### Stored items
PR #1817, opened 2026-02-24
feat: add board seeedstudio-xiao-nrf52840-plus

chriscate:
# Description

Adding board support for Seeed Studio XIAO nRF52840 Plus.

## Testing

Built examples and also flashed a separate blinky to the board to verify it works.

## Changelog Entry

The Seeed Studio XIAO nRF52840 Plus board is now supported.

## Change Checklist

### DIFF
--- a/boards/seeedstudio-xiao-nrf52840-plus.yaml
+++ b/boards/seeedstudio-xiao-nrf52840-plus.yaml
@@ -1,0 +1,24 @@
+boards:
+  seeedstudio-xiao-nrf52840-plus:
+    chip: nrf52840
+    flags:
+      - has_usb_device_port
+    leds:
+      led0:
+        pin: P0_26
+        color: red
+        active: low
+        aliases:
+          - USER_LED_R
+      led1:
+        pin: P0_06
+        color: blue
+        active: low
+        aliases:
+          - USER_LED_B
+      led2:
+        pin: P0_30
+        color: green
+        active: low
+        aliases:
+          - USER_LED_G
--- a/doc/support_matrix.yml
+++ b/doc/support_matrix.yml
@@ -980,6 +980,13 @@ builders:
     tier: "2"
     support:
 
+  seeedstudio-xiao-nrf52840-plus:
+    chip: nrf52840
+    tier: "3"
+    support:
+      user_usb: needs_testing
+      ethernet_over_usb: needs_testing
+
   seeedstudio-lora-e5-mini:
     chip: stm32wle5jc
     tier: "3"
@@ -1210,6 +1217,11 @@ boards:
     url: https://web.archive.org/web/20250827114042/https://wiki.seeedstudio.com/xiao_esp32c6_getting_started/
     builders:
       - seeedstudio-xiao-esp32c6
+
+  - name: Seeed Studio XIAO NRF52840 Plus
+    url: https://web.archive.org/web/20260101232815/https://wiki.seeedstudio.com/XIAO_BLE/
+    builders:
+      - seeedstudio-xiao-nrf52840-plus
 
   - name: Seeed Studio LoRa-E5 mini
     url: https://web.archive.org/web/20250802201959/https://wiki.seeedstudio.com/LoRa_E5_mini/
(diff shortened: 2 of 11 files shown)


nponsard:
I'm curious, how do you flash this board? Do you connect a j-link programmer to the pads under it?

boards/seeedstudio-xiao-nrf52840-plus.yaml
```diff
@@ -0,0 +1,22 @@
+boards:
+  seeedstudio-xiao-nrf52840-plus:
+    chip: nrf52840
+    leds:
+      led0:
```
kaspar030, line 7: confirmed LED pins, silkscreen names and `active: low` with upstream wiki. ✔️

kaspar030 (commented):
looks good already

chriscate:
> I'm curious, how do you flash this board? Do you connect a j-link programmer to the pads under it?

I personally use [this expansion board](https://wiki.seeedstudio.com/Seeeduino-XIAO-Expansion-Board/) just for flashing which breaks out the swd pads to male headers (using spring pins under the board).

nponsard:
> > I'm curious, how do you flash this board? Do you connect a j-link programmer to the pads under it?
> 
> I personally use [this expansion board](https://wiki.seeedstudio.com/Seeeduino-XIAO-Expansion-Board/) just for flashing which breaks out the swd pads to male headers (using spring pins under the board).

Thanks for the link !

boards/seeedstudio-xiao-nrf52840-plus.yaml
```diff
@@ -0,0 +1,22 @@
+boards:
+  seeedstudio-xiao-nrf52840-plus:
```
nponsard, line 2: For `user_usb` and `ethernet_over_usb` to be considered available on this board, you need to add 

```yaml
    flags:
      - has_usb_device_port
```

doc/support_matrix.yml
```diff
@@ -980,6 +980,13 @@ builders:
     tier: "2"
     support:
 
+  seeedstudio-xiao-nrf52840-plus:
+    chip: nrf52840
+    tier: "3"
+    support:
+      user_usb: supported
+      ethernet_over_usb: supported
```
nponsard: The USB looks correctly wired in the schematics.

Have you tested the examples `examples/udp-echo` and `examples/usb-serial` to confirm this works ? 

Otherwise these fields should be set to `needs_testing`.

boards/seeedstudio-xiao-nrf52840-plus.yaml
chriscate: added this flag

doc/support_matrix.yml
chriscate: swapped these to `needs_testing`

chriscate:
> Thank you for your contribution! Some small changes are needed before we merge this.

@nponsard I made the requested updates. One thing I noticed is now when I attempt to build the examples, I run into an issue with the http-server example. Previously I was able to build the examples although now it's attempting to build 45 and previously it was 35.

Here's the output & I did confirm I have the target and also tried running `cargo build -Zbuild-std` as it recommends, but it gave me an error saying that was for nightly only (I do have nightly it's just not my default so maybe that's why?).

> [11/45] CARGO build/bin/seeedstudio-xiao-nrf52840-plus/http-server/http-server.elf
   Compiling proc-macro2 v1.0.103
   Compiling defmt v1.0.1
   Compiling thiserror v2.0.18
   Compiling defmt-macros v1.0.1
   Compiling bitflags v1.3.2
   Compiling critical-section v1.2.0
   Compiling serde_core v1.0.228
error[E0463]: can't find crate for `core`
  |
  = note: the `thumbv7em-none-eabihf` target may not be installed
  = help: consider downloading the target with `rustup target add thumbv7em-none-eabihf`
  = help: consider building the standard library from source with `cargo build -Zbuild-std`
For more information about this error, try `rustc --explain E0463`.
error: could not compile `bitflags` (lib) due to 1 previous error
warning: build failed, waiting for other jobs to finish...
error: could not compile `critical-section` (lib) due to 1 previous error
FAILED: build/bin/seeedstudio-xiao-nrf52840-plus/http-server/http-server.elf

kaspar030:
> I run into an issue with the http-server example.

That's probably because `http-server` needs the nightly toolchain (with the needed components and targets). Try if `laze build -s nightly install-toolchain` fixes this.

chriscate:
> > I run into an issue with the http-server example.
> 
> That's probably because `http-server` needs the nightly toolchain (with the needed components and targets). Try if `laze build -s nightly install-toolchain` fixes this.

Thanks, that resolved it. All of the examples built.

kaspar030:
Thanks @chriscate!

chriscate:
Awesome thanks for the guidance to get this in @kaspar030 and @nponsard !

PR #1823, opened 2026-02-25
chore(renovate): add a changelog:skip label by default on Renovate PRs

anlavandier:
# Description

This PR changes the renovate configuration to add a `changelog:skip`  label to renovate PRs by default.
This PR also changes the extension of the renovate configuration file from `.json` to `.json5` so that editors stop complaining about the presence of comments in the renovate configuration file. 

## Change Checklist

### DIFF
--- a/.github/renovate.json5
+++ b/.github/renovate.json5
@@ -73,7 +73,8 @@
     }
   ],
   // Add a 'renovate' label to every PR for the matrix bot
-  "addLabels": ["renovate"]
+  // and add 'changelog:skip' label for the check-changelog CI job
+  "addLabels": ["renovate", "changelog:skip"]
   // TODO: uncomment once confident that renovates works properly
   // "patch": {
   //   "automerge": true


.github/renovate.json5
```diff
@@ -73,7 +73,8 @@
     }
   ],
   // Add a 'renovate' label to every PR for the matrix bot
-  "addLabels": ["renovate"]
+  // and add 'changelog:skip' label for the check-changelog CI job
+  "addLabels": ["renovate", "changelog:skip"]
```
ROMemories, line 77: I don't think we should be adding `changelog:skip` by default on every Renovate PR actually, at least because upgrading *some* of our crates is a breaking change, as we re-export a few of them. Could we change this to only apply the `changelog:skip` label to GitHub Actions? These are indeed unlikely to warrant a changelog entry, but I would rather keep the decision of whether a crate bump should go into the changelog an explicit one (and because the workflow is triggered on labeling, it really just takes two clicks).

anlavandier: Opened  #1842 to fix this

### What you have to do
In the data above, tally the lines that contain the string "Zbuild" and give that figure alone.

### Task answer
2